## Saved data entries

PR #1469, opened 2026-08-05
CLOUDP-407997: Start Recoding Architecture Decisions

josvazg:
# Summary

This is both a proposal to start using ADRs Architecture Decision Records on key design decisions and a first use of that to record the CI release invariants we are adopting from now on.

## Proof of Work

N/A

## Checklist


MaciejKaras (approved):
While I personally agree on having ADRs in the repo itself, we are exposing them publicly when adding to GitHub. I would first ask for consensus decision from the team.

josvazg:
As per discussions, the team does not feel ADRs are helpful

PR #1477, opened 2026-08-10
KUBE-308: Add bounds to replica/shard counts

roothorp:
# Summary

There are multiple fields in our CRDs that do not have upper bounds. This means that overallocation (and the resulting gigantic memory consumption) is entirely possible, and awkward to recover from (as the crash will just result in the operator trying to create more).

Adding bounds via kubebuilder, and testing them, is a fairly straightforward fix for this.

We can additionally update the existing webhook validators to check these ranges (and also check that that the requested size is positive, to avoid trying to create negative size slices).

Some CRDs used the same structs for both Spec and Status, so this change requires them being explicitly separated (to avoid adding the limits/validation to the status fields).

## Proof of Work

New unit tests added.

## Checklist


api/mongodb/v1/mdb/mongodb_validation.go
```diff
@@ -348,6 +349,12 @@ func replicasetMemberIsSpecified(ms MongoDbSpec) v1.ValidationResult {
 	if ms.ResourceType == ReplicaSet && ms.Members == 0 {
 		return v1.ValidationError("'spec.members' must be specified if type of MongoDB is %s", ms.ResourceType)
 	}
+	// The member count is used as an allocation and loop bound (host seed slices, DNS name slices)
+	// before this point on clusters running an older CRD without the kubebuilder bounds, so reject
+	// out-of-range magnitudes here too rather than only ==0.
+	if ms.Members < 0 || ms.Members > constants.MaxReplicaSetMembers {
+		return v1.ValidationError("'spec.members' must be between 1 and %d, got %d", constants.MaxReplicaSetMembers, ms.Members)
```
Julien-Ben, line 356: Why don't we tolerate 0 in these validations (it was already the case before your PR I can see), but we do normally ?

api/mongodb/v1/mdb/mongodb_validation_test.go
```diff
@@ -728,3 +728,35 @@ func TestOIDCProviderConfigUniqueIssuerURIValidation(t *testing.T) {
 		})
 	}
 }
+
+func TestMongoDB_ProcessValidations_MembersMagnitudeIsBounded(t *testing.T) {
```
Julien-Ben, line 732: I suggest to add a test case for 0 too

Julien-Ben:
Generally, I wonder if we should bother duplicate our validations between kubebuilder and runtime checks.

I vaguely remember we discussed moving them gradually to kubebuilder only. So I would say it is enough to have them there, and customers will get the right validations as they upgrade the CRDs in the future.

They are supposed to do it anytime they upgrade the operator anyway, according to our upgrade procedure.

Issue #9, opened 2019-03-11
Feature Request: RSA Blind signing


phayes:
Hi there,

I was wondering if you would be interested in implementing RSA blind-signing in this crate?  

Blind-signing is rare enough that it won't be picked up by any of the mainstream cryptography crates (like ring, openssl etc) so it might make sense to include it here.

dignifiedquire:
It already exists :) https://github.com/RustCrypto/RSA/blob/master/src/key.rs#L416

phayes:
Hi there, 

Thanks for the quick reply.   What I mean specifically, is to allow the following workflow:

1. Alice blinds the hash of a message, generating a blinded message and an unblinder.
2. Alice sends the blind message to the signer Bob. Bob the signer does not know what the message is, since it is blind.  But Bob can still sign the blind message.
3. Alice then "unblinds" the signature (using the unblinder) so that the signature now signs the original message, and not the blind-message that was sent to the signer. 

This type of thing is super useful in instances where someone needs to sign a message without knowing the contents of the message.  This is useful in, for example, online voting where we want to sign the vote as coming from a valid voter, but keep the contents of the vote secret. 

I've implemented such a scheme in Go (https://github.com/cryptoballot/rsablind), and would love to have the same things in Rust.

dignifiedquire:
Very interesting, I did not know about this scheme. In general I would say this is something I would be happy to add, but I can't promise that I will have time to implement it soon . 

Is there an RFC or a paper detailing the scheme that can be used as a reference?

phayes:
Hi @dignifiedquire,

I've done a bunch more research into this, and there isn't really a "standard" for doing RSA blind-signing.   RSA-FDH is pretty close, but it has never been formalized into a spec, so I don't think it belongs in this crate.

I'm going to be creating a new crate called "RSA-FDH" that implements a blind-signing scheme, but it will be a scheme specific to that crate, and not part of any standard. 

What we CAN do in this crate however, is break the core blinding and unblinding functions out to make building an RSA blind-signing crate easier.  I've done that in this PR: #10

phayes:
Closing this. 

RSA blind-signing is implemented in the RSA-FDH crate: https://github.com/phayes/rsa-fdh

PR #10, opened 2019-03-14
Splitting blind and unblind into their own functions, exposing raw RSA functions via `internals` module

phayes:
I've split blinding and unblinding into their own public functions.   

This relates to #9 - instead of implementing a full blind-signing protocol in this crate, we just expose the `blind` and `unblind` functions to make building such a protocol easier. 

In addition I've re-exported the raw RSA functions into a new module called 'danger'.   The intention here is to allow other crates that are creating custom RSA schemes to access raw RSA functions, but to ward off casual users.

### DIFF
--- a/src/danger.rs
+++ b/src/danger.rs
@@ -1,0 +1,6 @@
+pub use crate::key::blind;
+pub use crate::key::check_public;
+pub use crate::key::decrypt;
+pub use crate::key::decrypt_and_check;
+pub use crate::key::encrypt;
+pub use crate::key::unblind;
--- a/src/danger.rs
+++ b/src/danger.rs
@@ -1,6 +1,0 @@
-pub use crate::key::blind;
-pub use crate::key::check_public;
-pub use crate::key::decrypt;
-pub use crate::key::decrypt_and_check;
-pub use crate::key::encrypt;
-pub use crate::key::unblind;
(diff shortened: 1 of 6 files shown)


phayes:
I just found an error in this. don't merge yet!  Fix is coming up.

src/lib.rs
```diff
@@ -51,9 +51,22 @@ extern crate serde_test;
...
 extern crate sha1;
 
+/// Useful algorithms.
 pub mod algorithms;
+
+/// Contains raw RSA functions that should not be used directly.
+///
+/// This module is provided so that other crates that implement non-standard RSA schemes can use these RSA primitives.
+/// If you are not implementing a custom RSA-based scheme, you should not use these functions.
+pub mod danger;
```
dignifiedquire: what do you think of putting this export behind a compile feature?

src/danger.rs
```diff
@@ -0,0 +1,6 @@
+pub use crate::key::blind;
```
dignifiedquire: I think it makes sense to actually pull these methods into this module and call it something like internal and import them in key.rs

phayes:
Hi @dignifiedquire , 

I've followed your suggestion and made a new module called "internals", and optionally made it public behind a feature flag called "expose-internals". 

The only thing I'm a bit unsure on is how to handle precomputed values, and if they should stay in the `key` module or be moved to the `internals` module.  For now I oped to keep them in the `key` module and mark them `pub(crate)`.

dignifiedquire:
Thank you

## Aim of the exercise
Repeat the entries above exactly, leaving nothing out.

## Solution to the problem
PR #1469, opened 2026-08-05
CLOUDP-407997: Start Recoding Architecture Decisions

josvazg:
# Summary

This is both a proposal to start using ADRs Architecture Decision Records on key design decisions and a first use of that to record the CI release invariants we are adopting from now on.

## Proof of Work

N/A

## Checklist


MaciejKaras (approved):
While I personally agree on having ADRs in the repo itself, we are exposing them publicly when adding to GitHub. I would first ask for consensus decision from the team.

josvazg:
As per discussions, the team does not feel ADRs are helpful

PR #1477, opened 2026-08-10
KUBE-308: Add bounds to replica/shard counts

roothorp:
# Summary

There are multiple fields in our CRDs that do not have upper bounds. This means that overallocation (and the resulting gigantic memory consumption) is entirely possible, and awkward to recover from (as the crash will just result in the operator trying to create more).

Adding bounds via kubebuilder, and testing them, is a fairly straightforward fix for this.

We can additionally update the existing webhook validators to check these ranges (and also check that that the requested size is positive, to avoid trying to create negative size slices).

Some CRDs used the same structs for both Spec and Status, so this change requires them being explicitly separated (to avoid adding the limits/validation to the status fields).

## Proof of Work

New unit tests added.

## Checklist


api/mongodb/v1/mdb/mongodb_validation.go
```diff
@@ -348,6 +349,12 @@ func replicasetMemberIsSpecified(ms MongoDbSpec) v1.ValidationResult {
 	if ms.ResourceType == ReplicaSet && ms.Members == 0 {
 		return v1.ValidationError("'spec.members' must be specified if type of MongoDB is %s", ms.ResourceType)
 	}
+	// The member count is used as an allocation and loop bound (host seed slices, DNS name slices)
+	// before this point on clusters running an older CRD without the kubebuilder bounds, so reject
+	// out-of-range magnitudes here too rather than only ==0.
+	if ms.Members < 0 || ms.Members > constants.MaxReplicaSetMembers {
+		return v1.ValidationError("'spec.members' must be between 1 and %d, got %d", constants.MaxReplicaSetMembers, ms.Members)
```
Julien-Ben, line 356: Why don't we tolerate 0 in these validations (it was already the case before your PR I can see), but we do normally ?

api/mongodb/v1/mdb/mongodb_validation_test.go
```diff
@@ -728,3 +728,35 @@ func TestOIDCProviderConfigUniqueIssuerURIValidation(t *testing.T) {
 		})
 	}
 }
+
+func TestMongoDB_ProcessValidations_MembersMagnitudeIsBounded(t *testing.T) {
```
Julien-Ben, line 732: I suggest to add a test case for 0 too

Julien-Ben:
Generally, I wonder if we should bother duplicate our validations between kubebuilder and runtime checks.

I vaguely remember we discussed moving them gradually to kubebuilder only. So I would say it is enough to have them there, and customers will get the right validations as they upgrade the CRDs in the future.

They are supposed to do it anytime they upgrade the operator anyway, according to our upgrade procedure.

Issue #9, opened 2019-03-11
Feature Request: RSA Blind signing


phayes:
Hi there,

I was wondering if you would be interested in implementing RSA blind-signing in this crate?  

Blind-signing is rare enough that it won't be picked up by any of the mainstream cryptography crates (like ring, openssl etc) so it might make sense to include it here.

dignifiedquire:
It already exists :) https://github.com/RustCrypto/RSA/blob/master/src/key.rs#L416

phayes:
Hi there, 

Thanks for the quick reply.   What I mean specifically, is to allow the following workflow:

1. Alice blinds the hash of a message, generating a blinded message and an unblinder.
2. Alice sends the blind message to the signer Bob. Bob the signer does not know what the message is, since it is blind.  But Bob can still sign the blind message.
3. Alice then "unblinds" the signature (using the unblinder) so that the signature now signs the original message, and not the blind-message that was sent to the signer. 

This type of thing is super useful in instances where someone needs to sign a message without knowing the contents of the message.  This is useful in, for example, online voting where we want to sign the vote as coming from a valid voter, but keep the contents of the vote secret. 

I've implemented such a scheme in Go (https://github.com/cryptoballot/rsablind), and would love to have the same things in Rust.

dignifiedquire:
Very interesting, I did not know about this scheme. In general I would say this is something I would be happy to add, but I can't promise that I will have time to implement it soon . 

Is there an RFC or a paper detailing the scheme that can be used as a reference?

phayes:
Hi @dignifiedquire,

I've done a bunch more research into this, and there isn't really a "standard" for doing RSA blind-signing.   RSA-FDH is pretty close, but it has never been formalized into a spec, so I don't think it belongs in this crate.

I'm going to be creating a new crate called "RSA-FDH" that implements a blind-signing scheme, but it will be a scheme specific to that crate, and not part of any standard. 

What we CAN do in this crate however, is break the core blinding and unblinding functions out to make building an RSA blind-signing crate easier.  I've done that in this PR: #10

phayes:
Closing this. 

RSA blind-signing is implemented in the RSA-FDH crate: https://github.com/phayes/rsa-fdh

PR #10, opened 2019-03-14
Splitting blind and unblind into their own functions, exposing raw RSA functions via `internals` module

phayes:
I've split blinding and unblinding into their own public functions.   

This relates to #9 - instead of implementing a full blind-signing protocol in this crate, we just expose the `blind` and `unblind` functions to make building such a protocol easier. 

In addition I've re-exported the raw RSA functions into a new module called 'danger'.   The intention here is to allow other crates that are creating custom RSA schemes to access raw RSA functions, but to ward off casual users.

### DIFF
--- a/src/danger.rs
+++ b/src/danger.rs
@@ -1,0 +1,6 @@
+pub use crate::key::blind;
+pub use crate::key::check_public;
+pub use crate::key::decrypt;
+pub use crate::key::decrypt_and_check;
+pub use crate::key::encrypt;
+pub use crate::key::unblind;
--- a/src/danger.rs
+++ b/src/danger.rs
@@ -1,6 +1,0 @@
-pub use crate::key::blind;
-pub use crate::key::check_public;
-pub use crate::key::decrypt;
-pub use crate::key::decrypt_and_check;
-pub use crate::key::encrypt;
-pub use crate::key::unblind;
(diff shortened: 1 of 6 files shown)


phayes:
I just found an error in this. don't merge yet!  Fix is coming up.

src/lib.rs
```diff
@@ -51,9 +51,22 @@ extern crate serde_test;
...
 extern crate sha1;
 
+/// Useful algorithms.
 pub mod algorithms;
+
+/// Contains raw RSA functions that should not be used directly.
+///
+/// This module is provided so that other crates that implement non-standard RSA schemes can use these RSA primitives.
+/// If you are not implementing a custom RSA-based scheme, you should not use these functions.
+pub mod danger;
```
dignifiedquire: what do you think of putting this export behind a compile feature?

src/danger.rs
```diff
@@ -0,0 +1,6 @@
+pub use crate::key::blind;
```
dignifiedquire: I think it makes sense to actually pull these methods into this module and call it something like internal and import them in key.rs

phayes:
Hi @dignifiedquire , 

I've followed your suggestion and made a new module called "internals", and optionally made it public behind a feature flag called "expose-internals". 

The only thing I'm a bit unsure on is how to handle precomputed values, and if they should stay in the `key` module or be moved to the `internals` module.  For now I oped to keep them in the `key` module and mark them `pub(crate)`.

dignifiedquire:
Thank you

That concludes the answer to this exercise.